Segment Open
PR #260, opened 2021-08-16
Allow discontinuous elements

### LINKED ISSUE #203: `cannot create std::vector larger than max_size()` when trying to make Lagrange 0
I get this error when creating an order 0 Lagrange space on a triangle, tet, quad or hex
```
import basix

element = basix.create_element("Lagrange", "triangle", 0)
```

Should be replaced with a better error message

### LINKED ISSUE #245: Remove Discontinuous Lagrange element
Segment Closed
__What is being asked__. Exactly as they appear, print the lines from the one holding "I get this error" through the final line of the entries, and no others.

__Exercise response__.
I get this error when creating an order 0 Lagrange space on a triangle, tet, quad or hex
```
import basix

element = basix.create_element("Lagrange", "triangle", 0)
```

Should be replaced with a better error message

### LINKED ISSUE #245: Remove Discontinuous Lagrange element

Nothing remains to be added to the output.